- [REQUIREMENT]: Gather every line below where "roles" appears.

*** Opening of RECORD EXTRACTS ***

PR #17280, opened 2025-03-03
Improve arp_responder.py performance

saiarcot895:
### Description of PR

Summary:
Fixes # (issue)

### Type of change

- [ ] Bug fix
- [ ] New Test case
- [ ] Test case improvement

### Back port request
- [ ] 202012
- [ ] 202205
- [ ] 202305
- [ ] 202311
- [ ] 202405
- [ ] 202411

Improve the overall performance of arp_responder.py.

#### How did you do it?

1. Reuse the socket that is receiving ARP/NDP requests for sending ARP/NDP responses. This avoids opening a socket, binding it to an interface, sending the packet, and closing it everytime, and just requires one syscall to send the packet.
2. Use the libpcap socket backend in scapy. With libpcap, instead of needing to use `recvmsg` syscalls to get packets one at a time, a RX ring buffer is set up as shared memory between userspace and kernel space. The kernel then writes incoming packets into that ring buffer, and then userspace reads it from there. All this happens with only one syscall to `select` (or equivalent) to know when data (one or more packets) is available, instead of 2 syscalls per packet. The downside is that this does increase memory usage, for the ring buffer to be created. A similar thing can be done for TX, but is a bit harder and is currently not supported by libpcap (so packets being sent out will still use the regular `sendmsg` syscall.
3. Enhance the BPF filter created for each socket by specifying which IPv4/IPv6 addresses we care about. That way, the kernel can do some filtering of packets within kernel space, and not need to signal us saying there's a packet available, only for us to get it and discard it. In the case of large VLANs and many hosts per port, this helps significantly.

Tested with multiple advanced reboot warm upgrade runs.

### DIFF
--- a/ansible/roles/test/files/ptftests/py3/advanced-reboot.py
+++ b/ansible/roles/test/files/ptftests/py3/advanced-reboot.py
@@ -732,6 +732,11 @@ class ReloadTest(BaseTest):
         self.log("Enabling arp_responder")
         self.cmd(["supervisorctl", "restart", "arp_responder"])
 
+        # Give arp_responder 15 seconds to start up, because with the libpcap backend, scapy will first get information
+        # about all of the interfaces on the system (which takes a bit of time) and then proceeds.
+        self.log("Waiting 15 seconds for ARP responder to complete initialization")
+        time.sleep(15)
+
         return
 
     def setup_fdb(self):
--- a/tests/scripts/arp_responder.py
+++ b/tests/scripts/arp_responder.py
@@ -5,6 +5,9 @@ import os.path
 from collections import defaultdict
 import logging
 import scapy.all as scapy
+scapy.MTU = 1280
+scapy.conf.use_pcap = True
+# Callers: Expect to wait 10-15 seconds here, as scapy reinitializes everything to use libpcap
 logging.getLogger("scapy.runtime").setLevel(logging.ERROR)
 
 
--- a/tests/scripts/arp_responder.py
+++ b/tests/scripts/arp_responder.py
@@ -5,6 +5,7 @@ import os.path
 from collections import defaultdict
 import logging
 import scapy.all as scapy
+import ipaddress
 scapy.MTU = 1280
 scapy.conf.use_pcap = True
 # Callers: Expect to wait 10-15 seconds here, as scapy reinitializes everything to use libpcap
@@ -122,8 +123,6 @@ def main():
             vlan_tag = vlan_tag.zfill(4)
         if iface not in ip_sets:
             ip_sets[iface] = defaultdict(list)
-            sockets[iface] = scapy.conf.L2socket(iface=iface, filter="arp or icmp6")
-            inverse_sockets[sockets[iface]] = iface
         if args.extended:
             for ip, mac in list(ip_dict.items()):
                 ip_sets[iface][str(ip)] = binascii.unhexlify(str(mac))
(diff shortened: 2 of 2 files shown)


vaibhavhd:
Please check test_wr_arp testcase that it is not broken.

saiarcot895:
The regression with test_wr_arp testcase was with the ferret server changing. In this case, neither arp_responder nor advanced_reboot are used.

andywongarista:
@saiarcot895 I tested this PR on a 7260 and it does not eliminate dataplane downtime issues seen with upgrade testing (Issue 177)

saiarcot895:
@andywongarista hmm, ok, I'm wondering if the other changes in #17236 are needed to fix it then. Thanks for testing.

Ryangwaite (approved):

ansible/roles/test/files/ptftests/py3/advanced-reboot.py
```diff
@@ -732,6 +732,11 @@ def setUp(self):
         self.log("Enabling arp_responder")
         self.cmd(["supervisorctl", "restart", "arp_responder"])
 
+        # Give arp_responder 15 seconds to start up, because with the libpcap backend, scapy will first get information
+        # about all of the interfaces on the system (which takes a bit of time) and then proceeds.
+        self.log("Waiting 15 seconds for ARP responder to complete initialization")
```
vaibhavhd, line 737: If this change is really needed for advanced-reboot then it should also be added to other test cases that use or depend on arp_responder.

vaibhavhd: `which takes a bit of time` - this can potentially cause regressions on other testcases if they do not adapt accordingly too.

tests/scripts/arp_responder.py
```diff
@@ -5,12 +5,17 @@
 from collections import defaultdict
 import logging
 import scapy.all as scapy
+import ipaddress
+scapy.MTU = 1280
+scapy.conf.use_pcap = True
+# Callers: Expect to wait 10-15 seconds here, as scapy reinitializes everything to use libpcap
```
vaibhavhd, line 11: Can this be avoided somehow by making this as a default behavior so that reinit is not needed?

tests/scripts/arp_responder.py
```diff
@@ -5,12 +5,17 @@
 from collections import defaultdict
 import logging
 import scapy.all as scapy
+import ipaddress
+scapy.MTU = 1280
```
vaibhavhd, line 9: Why is this change needed? What's the default and why is that problematic?

tests/scripts/arp_responder.py
```diff
@@ -125,9 +132,30 @@ def main():
...
+    for iface in ip_sets:
+        arp_filter_entries = []
+        icmp_filter_entries = []
+        for ip in ip_sets[iface]:
+            ip_address = ipaddress.ip_address(ip)
+            if ip_address.version == 4:
+                arp_filter_entries.append(f'arp[24:4] = 0x{int.from_bytes(ip_address.packed, "big"):0x}')  # noqa: E231
+            else:
+                ipv6_address_integer = int.from_bytes(ip_address.packed, "big")
+                # libpcap on Buster doesn't support looking into ICMPv6 header directly, so look from the IPv6 header
```
vaibhavhd, line 144: > libpcap on Buster doesn't support looking into ICMPv6 header directl

How does this limit the cherry picking of this PR?

vaibhavhd (approved):
Non blocking comments added.

tests/scripts/arp_responder.py
saiarcot895: It appears that it's not strictly the fact that scapy is reinitializing everything, but rather that its setup implementation for using libpcap is slow.

tests/scripts/arp_responder.py
saiarcot895: Cherry-picking is not affected. PTF is currently on Buster for all branches, and the BPF filter used below can be used even on newer versions of libpcap.

tests/scripts/arp_responder.py
saiarcot895: This was an _attempt_ to replicate the behavior of the `-s` flag in `dumpcap`/`tcpdump` and how the space taken up by each packet in the RX ring changes. However, this doesn't appear to actually work, so it can be removed.

The default is 65535 bytes. By specifying a smaller snapshot size, assuming I'm reading the kernel documentation correctly, more packets can fit in the RX ring for a given buffer size. This can mean higher throughput of packets and/or higher ability to handle bursts of packets.

tests/scripts/arp_responder.py
saiarcot895: Based on a quick test on the py3only PTF image (which is based on Bullseye instead of Buster), this might not be an issue there.

ansible/roles/test/files/ptftests/py3/advanced-reboot.py
saiarcot895: Based on a quick test, when we migrate to py3-only PTF, there shouldn't be any delays in ARP responder to complete initialization.

PR #17289, opened 2025-03-03
Initialize neighbor_ip before use to avoid UnboundLocalError

Gfrom2016:
### Description of PR

Summary:
Fixes # (issue)
Previously, the `neighbor_ip` variable was not initialized before being assigned inside the loop. If the loop did not find a match, `neighbor_ip` remained undefined, leading to an `UnboundLocalError` when accessed later.
### Type of change

- [x] Bug fix
- [ ] New Test case
- [ ] Test case improvement

### Back port request
- [x] 202412

Initialize neighbor_ip before use to avoid UnboundLocalError

#### How did you do it?
Initialized `neighbor_ip` to None before the loop.

Signed-off-by: zitingguo-ms <zitingguo@microsoft.com>


ZhaohuiS (approved):
LGTM

PR #17314, opened 2025-03-04
Fix test_copp on non T2 topologies

divyaraj-arista:
For non T2 topologies, setting upStreamDuthost as duthost to cover dualToR scenarios.

### Description of PR

Summary: Fix test_copp on non T2 topologies
Fix flaky test copp/test_copp.py on dualtor
Fixes # [#435](https://github.com/aristanetworks/sonic-qual.msft/issues/435)

### Type of change

- [x] Bug fix
- [ ] New Test case
- [ ] Test case improvement

### Back port request
- [ ] 202012
- [ ] 202205
- [ ] 202305
- [ ] 202311
- [ ] 202405
- [x] 202411

BGP is shutdown on a TOR different from the one where package download is supposed to happen in DualTOR topology. The cause of the issue is T2 approach is being extended to multi DUT topologies which is leading to failures.

#### How did you do it?
The DUT where package download is supposed to happen should match the one where BGP is being shutdown. In multi DUT  topologies with this change, we are making sure that BGP shutdown happens in the appropriate DUT.

Test is consistently passing with the fix. Tested with 202411 image on Arista-7050CX3 with dualtor-aa.

### DIFF
--- a/tests/copp/test_copp.py
+++ b/tests/copp/test_copp.py
@@ -259,7 +259,11 @@ def copp_testbed(
 
     if not is_backend_topology:
         # There is no upstream neighbor in T1 backend topology. Test is skipped on T0 backend.
-        upStreamDuthost = find_duthost_on_role(duthosts, get_upstream_neigh_type(tbinfo['topo']['type']), tbinfo)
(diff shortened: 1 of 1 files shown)


StormLiangMS (approved):
LGTM

PR #17317, opened 2025-03-04
Enhance conditional mark logic with `use_longest` for special cases

yutongzhang-microsoft:
### Description of PR

In PR #16930, we refined the logic of conditional marking to ensure that the longest matching entry with a True condition is prioritized. If the condition for the longest match is False, we then consider the next longest match.

However, there is a special case where the longest match has a False condition, but we still want to adopt this False condition instead of falling back to shorter matches. For example, in a skip scenario:
- Shorter matching entries have True conditions, meaning the test should be skipped.
- The longest matching entry has a False condition, meaning the test should not be skipped.
- In this case, we actually want to respect the longest match and not skip the test.

To address this, this PR introduces a new key, `use_longest`. When `use_longest` is set to True, only the conditions of the longest matching entry will be used, ensuring the intended behavior in such edge cases.

Summary:
Fixes # (issue)

### Type of change

- [ ] Bug fix
- [ ] New Test case
- [ ] Test case improvement

### Back port request
- [ ] 202012
- [ ] 202205
- [ ] 202305
- [ ] 202311
- [ ] 202405
- [ ] 202411

In PR #16930, we refined the logic of conditional marking to ensure that the longest matching entry with a True condition is prioritized. If the condition for the longest match is False, we then consider the next longest match.

However, there is a special case where the longest match has a False condition, but we still want to adopt this False condition instead of falling back to shorter matches. For example, in a skip scenario:
- Shorter matching entries have True conditions, meaning the test should be skipped.
- The longest matching entry has a False condition, meaning the test should not be skipped.
- In this case, we actually want to respect the longest match and not skip the test.

To address this, this PR introduces a new key, `use_longest`. When `use_longest` is set to True, only the conditions of the longest matching entry will be used, ensuring the intended behavior in such edge cases.

#### How did you do it?
To address this, this PR introduces a new key, `use_longest`. When `use_longest` is set to True, only the conditions of the longest matching entry will be used, ensuring the intended behavior in such edge cases.

Add unit test test cases 
```
tests/common/plugins/conditional_mark/unit_test/unittest_find_all_matches.py::TestFindAllMatches::test_all_false_conditions_in_matching_path_1 PASSED
tests/common/plugins/conditional_mark/unit_test/unittest_find_all_matches.py::TestFindAllMatches::test_all_false_conditions_in_matching_path_2 PASSED
tests/common/plugins/conditional_mark/unit_test/unittest_find_all_matches.py::TestFindAllMatches::test_all_false_conditions_in_matching_path_3 PASSED
tests/common/plugins/conditional_mark/unit_test/unittest_find_all_matches.py::TestFindAllMatches::test_contradicting_conditions PASSED
tests/common/plugins/conditional_mark/unit_test/unittest_find_all_matches.py::TestFindAllMatches::test_defalut_logic_operation PASSED
tests/common/plugins/conditional_mark/unit_test/unittest_find_all_matches.py::TestFindAllMatches::test_duplicated_conditions PASSED
tests/common/plugins/conditional_mark/unit_test/unittest_find_all_matches.py::TestFindAllMatches::test_empty_conditions PASSED
tests/common/plugins/conditional_mark/unit_test/unittest_find_all_matches.py::TestFindAllMatches::test_logic_operation_and PASSED
tests/common/plugins/conditional_mark/unit_test/unittest_find_all_matches.py::TestFindAllMatches::test_logic_operation_or PASSED
tests/common/plugins/conditional_mark/unit_test/unittest_find_all_matches.py::TestFindAllMatches::test_no_matches PASSED
tests/common/plugins/conditional_mark/unit_test/unittest_find_all_matches.py::TestFindAllMatches::test_only_use_the_longest_1 PASSED
tests/common/plugins/conditional_mark/unit_test/unittest_find_all_matches.py::TestFindAllMatches::test_only_use_the_longest_2 PASSED
tests/common/plugins/conditional_mark/unit_test/unittest_find_all_matches.py::TestFindAllMatches::test_only_use_the_longest_3 PASSED
tests/common/plugins/conditional_mark/unit_test/unittest_find_all_matches.py::TestFindAllMatches::test_only_use_the_longest_4 PASSED
tests/common/plugins/conditional_mark/unit_test/unittest_find_all_matches.py::TestFindAllMatches::test_only_use_the_longest_5 PASSED
tests/common/plugins/conditional_mark/unit_test/unittest_find_all_matches.py::TestFindAllMatches::test_only_use_the_longest_6 PASSED
tests/common/plugins/conditional_mark/unit_test/unittest_find_all_matches.py::TestFindAllMatches::test_partly_false_conditions_in_longest_entry PASSED
tests/common/plugins/conditional_mark/unit_test/unittest_find_all_matches.py::TestFindAllMatches::test_true_conditions_in_longest_entry PASSED
```

### DIFF
--- a/tests/common/plugins/conditional_mark/__init__.py
+++ b/tests/common/plugins/conditional_mark/__init__.py
@@ -432,8 +432,17 @@ def find_all_matches(nodeid, conditions, session, dynamic_update_skip_reason, ba
                 match = re.search(condition_entry, nodeid)
             else:
                 match = None
+
+        elif "use_longest" in condition_items.keys():
+            assert isinstance(condition_items["use_longest"], bool), \
+                "The value of 'use_longest' in the mark conditions yaml should be bool type."
+            if nodeid.startswith(condition_entry) and condition_items["use_longest"] is True:
+                all_matches = []
+
+            match = nodeid.startswith(condition_entry)
         else:
             match = nodeid.startswith(condition_entry)
+
         if match:
             all_matches.append(condition)
 
@@ -442,6 +451,9 @@ def find_all_matches(nodeid, conditions, session, dynamic_update_skip_reason, ba
         length = len(case_starting_substring)
         marks = match[case_starting_substring].keys()
         for mark in marks:
+            if mark in ["regex", "use_longest"]:
+                continue
+
             condition_value = evaluate_conditions(dynamic_update_skip_reason, match[case_starting_substring][mark],
                                                   match[case_starting_substring][mark].get('conditions'), basic_facts,
                                                   match[case_starting_substring][mark].get(
@@ -636,7 +648,7 @@ def pytest_collection_modifyitems(session, config, items):
             for match in all_matches:
                 # match is a dict which has only one item, so we use match.values()[0] to get its value.
                 for mark_name, mark_details in list(list(match.values())[0].items()):
-                    if mark_name == "regex":
+                    if mark_name in ["regex", "use_longest"]:
                         continue
                     conditions_logical_operator = mark_details.get('conditions_logical_operator', 'AND').upper()
                     add_mark = False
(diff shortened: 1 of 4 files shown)


congh-nvidia (approved):
LGTM

wangxin (approved):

*** Close of RECORD EXTRACTS ***

- [RESULT BELOW]:
--- a/ansible/roles/test/files/ptftests/py3/advanced-reboot.py
+++ b/ansible/roles/test/files/ptftests/py3/advanced-reboot.py
ansible/roles/test/files/ptftests/py3/advanced-reboot.py
ansible/roles/test/files/ptftests/py3/advanced-reboot.py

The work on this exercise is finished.